Look for "locally" in the records and copy every line that has it.

• [Dataset entries]:
---*---

PR #1184, opened 2023-05-30
Initial script for generating images using a python script instead of…

lpugin:
This PR adds a Python script offering an alternative to the [node script ](https://github.com/music-encoding/docker-mei/blob/main/index.js) for generating images with Verovio outside Docker.

The Python scripts dependencies are standard ones plus:
```python
import verovio
```
Both can be installed with `pip`

The script can be run through a new `ant` a new target `generate-images-py` (guidelines should have been built beforehand):
```bash
ant generate-images-py
```

### DIFF
--- a/BUILD_COMMANDLINE.md
+++ b/BUILD_COMMANDLINE.md
@@ -8,7 +8,7 @@
    |----|----------------|
    |Java| 17 (at least Java 8 at runtime to support Apache Ant™)|
    |Apache Ant|1.10.13|
-   |Verovio Toolkit|3.9|
+   |Verovio Toolkit|3.15|
    |Prince XML|15.1|
    |Saxon HE*| 11.4 |
    |Xerces*|Synchrosoft patched version 25.1.0.1|
@@ -54,6 +54,14 @@
 
      We recommend using the latest stable release of Apache Ant™. If your system has an older version of Apache Ant™ installed you might still give it a try though. If the prompt returns an empty string, please refer to the [Apache Ant™ Installation Instructions](https://ant.apache.org/manual/install.html).
 
+  * Is Verovio installed for generating example images locally?
+
+    To build the images with Verovio, you need Python3 to be installed with the `verovio` and `lxml` modules. These can be installed with
+
+    ```shell
+    pip install verovio lxml
+    ```
+
 2. Initialize the build process
 
    * Switch to your clone’s directory:
@@ -77,6 +85,11 @@
      ```
 
      The results of this build can be found in the web folder (`music-encoding/dist/guidelines/dev/web`). The guidelines are stored in the `index.html` file.
+
+     To generate the example images with Verovio, you need to run:
+     ```shell
+     ant generate-images-py
+     ```
 
    * Build a specific customization's RNG schema:
 
--- a/BUILD_COMMANDLINE.md
+++ b/BUILD_COMMANDLINE.md
@@ -56,7 +56,7 @@
 
   * Is Verovio installed for generating example images locally?
 
-    To build the images with Verovio, you need Python3 to be installed with the `verovio` and `lxml` modules. These can be installed with
+    To build the images with Verovio, you need Python3 to be installed with the `verovio` module. These can be installed with
 
     ```shell
     pip install verovio lxml
--- a/BUILD_COMMANDLINE.md
+++ b/BUILD_COMMANDLINE.md
@@ -56,12 +56,22 @@
 
   * Is Verovio installed for generating example images locally?
 
-    To build the images with Verovio, you need Python3 to be installed with the `verovio` module. These can be installed with
+    Optional: If you wish, you can use a Python virtual environment to manage your dependencies. Before installing
+    Verovio, create and activate a virtual environment. 
+    
+    ```shell
+    python3 -m venv ./.venv
+    source ./.venv/bin/activate
+    ```
+    
+    This will install your Python libraries in the local `.venv` directory. Once your virtual environment is active you can continue to installing Verovio.
+
+    To build the images with Verovio, you need Python3 to be installed with the `verovio` module. This can be installed with:
 
     ```shell
-    pip install verovio lxml
+    pip install verovio
     ```
-
+    
 2. Initialize the build process
 
    * Switch to your clone’s directory:
@@ -90,6 +100,12 @@
      ```shell
      ant generate-images-py
      ```
+
+     **Note:** If you have installed your dependencies in a virtual environment, be sure to activate it prior to calling the Ant task. Activate it using:
+     
+     ```shell
+     source ./.venv/bin/activate
+     ```     
 
    * Build a specific customization's RNG schema:
 
--- a/build.xml
+++ b/build.xml
@@ -269,6 +269,13 @@
             <arg value="index.js"/>
         </exec>
     </target>
+    
+    <target name="generate-images-py">
+        <exec executable="python3" logerror="true" dir="${basedir}/utils/examples" failifexecutionfails="true" failonerror="true">
+            <arg value="generate-examples.py"/>
+            <arg value="--clean"/>
+        </exec>
+    </target>
 
     <target name="copy-generated-images" description="copy generated images to dist after they're created by running Docker image">
         <copy todir="${dir.dist.guidelines}/assets/images/GeneratedImages">
--- a/build.xml
+++ b/build.xml
@@ -276,6 +276,7 @@
         <exec executable="python3" logerror="true" dir="${basedir}/utils/examples" failifexecutionfails="true" failonerror="true">
             <arg value="generate-examples.py"/>
             <arg value="--clean"/>
+            <arg value="--verbose"/>
         </exec>
     </target>
 
--- a/utils/examples/generate-examples.py
+++ b/utils/examples/generate-examples.py
@@ -64,7 +64,7 @@ if __name__ == "__main__":
 
     for file in os.listdir(IMAGES_PATH):
         # Skip everything that is not an .mei or .xml file
-        if not file.endswith(".mei") and not file.endswith(".xml"): 
+        if not file.endswith(".mei"): 
             continue
 
         mei_file = os.path.join(IMAGES_PATH, file)
--- a/utils/examples/generate-examples.py
+++ b/utils/examples/generate-examples.py
@@ -103,7 +103,7 @@ if __name__ == "__main__":
         if meta:
             # Overwrite any pre-defined options with the options from the MEI file.
             log.info("Found some locally-defined meta options: %s", meta)
-            metaOptions = meta
+            meta_options = meta
             options.update(metaOptions)
 
         log.debug("Running Verovio with the following options: %s", pprint.pformat(options))
--- a/utils/examples/generate-examples.py
+++ b/utils/examples/generate-examples.py
@@ -85,7 +85,7 @@ if __name__ == "__main__":
 
         log.debug("Running Verovio with the following options: %s", pprint.pformat(options))
         tk.setOptions(options)
-        if not(tk.loadData(mei_example)):
+        if not tk.loadData(mei_example):
             log.error("Failed to load %s", mei_file)
             success = False
             continue
--- a/utils/examples/generate-examples.py
+++ b/utils/examples/generate-examples.py
@@ -71,7 +71,8 @@ if __name__ == "__main__":
 
     for file in os.listdir(IMAGES_PATH):
         # Skip everything that is not an .mei or .xml file
-        if not(file.endswith(".mei")) and not(file.endswith(".xml")): continue
+        if not(file.endswith(".mei")) and not(file.endswith(".xml")): 
+            continue
         
         options: Dict = defaultOptions.copy()
 
--- a/utils/examples/generate-examples.py
+++ b/utils/examples/generate-examples.py
@@ -62,7 +62,7 @@ if __name__ == "__main__":
     log.info("Using Verovio %s", tk.getVersion())
 
     # keep all the options to be able to reset them for each example
-    defaultOptions: Dict = tk.getDefaultOptions()
+    default_options: dict = tk.getDefaultOptions()
     # Overwrite the default options with our locally-defined options
     defaultOptions.update(VRV_OPTIONS)
 
--- a/utils/examples/generate-examples.py
+++ b/utils/examples/generate-examples.py
@@ -12,7 +12,7 @@ IMAGES_PATH = "../../build/assets/images/GeneratedImages"
 
 MEI_NS: Dict = {'mei': 'http://www.music-encoding.org/ns/mei'}
 
-VRV_OPTIONS: Dict = {
+VRV_OPTIONS: dict = {
    'scale': 10,
    'pageWidth': 1500,
    'adjustPageHeight': True,
--- a/utils/examples/generate-examples.py
+++ b/utils/examples/generate-examples.py
@@ -1,0 +1,119 @@
+import argparse
+import os
+import sys
+import pprint
+from typing import Dict
+import logging
+
+import verovio
+from lxml import etree
+
+IMAGES_PATH = "../../build/assets/images/GeneratedImages"
+
+MEI_NS: Dict = {'mei': 'http://www.music-encoding.org/ns/mei'}
+
+VRV_OPTIONS: Dict = {
+   'scale': 10,
+   'pageWidth': 1500,
+   'adjustPageHeight': True,
+   'adjustPageWidth': True,
+   'footer': 'none',
+   'header':'none',
+   'openControlEvents': True,
+   'outputFormatRaw': True,
+   'removeIds': True,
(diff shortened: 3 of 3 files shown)


utils/examples/generate-examples.py
```diff
@@ -0,0 +1,119 @@
...
+    defaultOptions: Dict = tk.getDefaultOptions()
+    # Overwrite the default options with our locally-defined options
+    defaultOptions.update(VRV_OPTIONS)
+
+    # Will remove extraneous whitespace
+    et_parser = etree.XMLParser(remove_blank_text=True)
+
+    for file in os.listdir(IMAGES_PATH):
+        # Skip everything that is not an .mei or .xml file
+        if not(file.endswith(".mei")) and not(file.endswith(".xml")): continue
```
ahankinson:
```suggestion
        if not(file.endswith(".mei")) and not(file.endswith(".xml")): 
            continue
```

utils/examples/generate-examples.py
```diff
@@ -0,0 +1,119 @@
...
+        # parse the MEI file to XML
+        log.debug("Parsing downloaded text to XML")
+        tree = None
+        meta = None
+        try:
+            tree = etree.fromstring(bytes(mei_example.encode("utf-8")), parser=et_parser)
+            # try to get the extMeta tag and load the options if existing
+            meta = tree.findtext(".//mei:meiHead/mei:extMeta", namespaces=MEI_NS)
+        except:
+            log.info("Could not parse file")
```
ahankinson:
```suggestion
            log.info("Could not extract extMeta from %s", mei_file)
```

utils/examples/generate-examples.py
```diff
@@ -0,0 +1,119 @@
...
+
+        # parse the MEI file to XML
+        log.debug("Parsing downloaded text to XML")
+        tree = None
+        meta = None
+        try:
+            tree = etree.fromstring(bytes(mei_example.encode("utf-8")), parser=et_parser)
+            # try to get the extMeta tag and load the options if existing
+            meta = tree.findtext(".//mei:meiHead/mei:extMeta", namespaces=MEI_NS)
+        except:
```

---*---

• [Output of the task]:
+  * Is Verovio installed for generating example images locally?
   * Is Verovio installed for generating example images locally?
   * Is Verovio installed for generating example images locally?
             log.info("Found some locally-defined meta options: %s", meta)
     # Overwrite the default options with our locally-defined options
+    # Overwrite the default options with our locally-defined options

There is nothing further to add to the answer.